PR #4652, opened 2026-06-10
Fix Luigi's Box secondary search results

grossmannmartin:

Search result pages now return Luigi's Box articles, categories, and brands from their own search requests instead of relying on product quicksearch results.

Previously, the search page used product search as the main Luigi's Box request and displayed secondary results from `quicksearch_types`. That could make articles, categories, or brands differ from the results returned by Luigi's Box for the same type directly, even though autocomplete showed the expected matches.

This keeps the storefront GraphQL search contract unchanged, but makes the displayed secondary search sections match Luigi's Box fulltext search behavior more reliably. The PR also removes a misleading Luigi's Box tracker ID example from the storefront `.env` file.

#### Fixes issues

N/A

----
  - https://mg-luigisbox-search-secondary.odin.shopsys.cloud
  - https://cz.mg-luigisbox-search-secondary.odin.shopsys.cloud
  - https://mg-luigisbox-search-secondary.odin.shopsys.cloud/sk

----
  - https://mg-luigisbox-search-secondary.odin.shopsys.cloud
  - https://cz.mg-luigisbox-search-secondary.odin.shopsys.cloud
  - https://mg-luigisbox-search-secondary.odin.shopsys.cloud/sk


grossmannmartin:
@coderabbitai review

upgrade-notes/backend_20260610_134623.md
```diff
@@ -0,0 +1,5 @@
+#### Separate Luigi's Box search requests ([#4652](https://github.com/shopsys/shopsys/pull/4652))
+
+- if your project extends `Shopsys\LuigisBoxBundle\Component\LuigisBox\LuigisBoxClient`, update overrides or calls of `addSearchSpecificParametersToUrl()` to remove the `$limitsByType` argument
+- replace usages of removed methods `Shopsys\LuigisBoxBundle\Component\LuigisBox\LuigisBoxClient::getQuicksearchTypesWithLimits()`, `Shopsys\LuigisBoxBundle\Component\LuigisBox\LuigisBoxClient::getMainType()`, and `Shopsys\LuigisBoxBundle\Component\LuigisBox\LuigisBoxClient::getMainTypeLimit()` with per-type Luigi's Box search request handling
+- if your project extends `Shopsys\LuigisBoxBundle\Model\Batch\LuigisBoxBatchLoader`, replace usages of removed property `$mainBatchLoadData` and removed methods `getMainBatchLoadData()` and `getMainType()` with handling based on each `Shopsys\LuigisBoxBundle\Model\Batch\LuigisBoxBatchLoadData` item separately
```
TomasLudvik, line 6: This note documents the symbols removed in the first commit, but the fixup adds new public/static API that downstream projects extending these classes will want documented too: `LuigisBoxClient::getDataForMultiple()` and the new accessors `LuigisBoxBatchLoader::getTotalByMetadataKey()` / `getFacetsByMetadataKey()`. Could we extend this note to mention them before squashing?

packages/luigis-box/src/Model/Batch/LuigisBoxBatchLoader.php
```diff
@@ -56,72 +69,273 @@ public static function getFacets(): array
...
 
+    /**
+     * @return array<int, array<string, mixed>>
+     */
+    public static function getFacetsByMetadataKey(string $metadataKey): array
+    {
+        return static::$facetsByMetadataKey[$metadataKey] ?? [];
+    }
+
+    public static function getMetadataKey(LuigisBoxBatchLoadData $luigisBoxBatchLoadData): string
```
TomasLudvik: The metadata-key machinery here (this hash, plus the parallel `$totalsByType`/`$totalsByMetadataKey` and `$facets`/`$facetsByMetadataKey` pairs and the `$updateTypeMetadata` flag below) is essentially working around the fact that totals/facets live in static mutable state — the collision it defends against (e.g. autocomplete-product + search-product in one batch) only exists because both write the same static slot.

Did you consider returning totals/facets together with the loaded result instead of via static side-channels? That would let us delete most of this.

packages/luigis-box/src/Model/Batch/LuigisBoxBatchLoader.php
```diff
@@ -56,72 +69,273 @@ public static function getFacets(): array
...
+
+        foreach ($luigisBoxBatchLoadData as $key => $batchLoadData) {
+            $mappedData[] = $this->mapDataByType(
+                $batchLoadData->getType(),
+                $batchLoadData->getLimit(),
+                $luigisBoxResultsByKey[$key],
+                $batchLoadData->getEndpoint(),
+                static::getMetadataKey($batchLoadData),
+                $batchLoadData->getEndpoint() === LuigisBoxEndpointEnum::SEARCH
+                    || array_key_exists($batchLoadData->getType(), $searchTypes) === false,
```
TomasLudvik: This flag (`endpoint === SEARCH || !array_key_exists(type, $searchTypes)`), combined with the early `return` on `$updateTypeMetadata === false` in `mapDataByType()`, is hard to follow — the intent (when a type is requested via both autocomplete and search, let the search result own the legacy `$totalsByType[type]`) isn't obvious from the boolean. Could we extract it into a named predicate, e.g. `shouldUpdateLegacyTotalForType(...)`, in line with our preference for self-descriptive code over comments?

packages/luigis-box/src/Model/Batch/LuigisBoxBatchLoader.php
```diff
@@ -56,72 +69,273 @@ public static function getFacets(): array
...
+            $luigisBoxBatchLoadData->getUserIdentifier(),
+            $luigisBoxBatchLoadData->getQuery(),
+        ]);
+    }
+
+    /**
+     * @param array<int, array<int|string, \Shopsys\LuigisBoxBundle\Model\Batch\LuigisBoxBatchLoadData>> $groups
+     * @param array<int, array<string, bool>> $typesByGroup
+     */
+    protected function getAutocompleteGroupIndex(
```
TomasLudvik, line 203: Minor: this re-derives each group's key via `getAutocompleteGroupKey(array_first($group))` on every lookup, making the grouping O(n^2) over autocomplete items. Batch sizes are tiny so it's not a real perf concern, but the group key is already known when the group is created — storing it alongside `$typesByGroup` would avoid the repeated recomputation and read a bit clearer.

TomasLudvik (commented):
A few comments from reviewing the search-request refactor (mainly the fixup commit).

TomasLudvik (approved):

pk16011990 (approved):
____
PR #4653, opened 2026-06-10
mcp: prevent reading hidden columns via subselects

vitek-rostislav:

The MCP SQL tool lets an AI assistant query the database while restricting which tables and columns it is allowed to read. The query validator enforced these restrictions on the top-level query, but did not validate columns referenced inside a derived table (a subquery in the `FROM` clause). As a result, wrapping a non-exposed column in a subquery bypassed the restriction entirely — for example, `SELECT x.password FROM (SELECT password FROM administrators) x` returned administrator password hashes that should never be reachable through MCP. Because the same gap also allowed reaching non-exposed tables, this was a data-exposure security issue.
____
**WORK ITEM**
Now copy each line of the entries that mentions "flag".

**OUTPUT FOR THIS TASK**
TomasLudvik: The metadata-key machinery here (this hash, plus the parallel `$totalsByType`/`$totalsByMetadataKey` and `$facets`/`$facetsByMetadataKey` pairs and the `$updateTypeMetadata` flag below) is essentially working around the fact that totals/facets live in static mutable state — the collision it defends against (e.g. autocomplete-product + search-product in one batch) only exists because both write the same static slot.
TomasLudvik: This flag (`endpoint === SEARCH || !array_key_exists(type, $searchTypes)`), combined with the early `return` on `$updateTypeMetadata === false` in `mapDataByType()`, is hard to follow — the intent (when a type is requested via both autocomplete and search, let the search result own the legacy `$totalsByType[type]`) isn't obvious from the boolean. Could we extract it into a named predicate, e.g. `shouldUpdateLegacyTotalForType(...)`, in line with our preference for self-descriptive code over comments?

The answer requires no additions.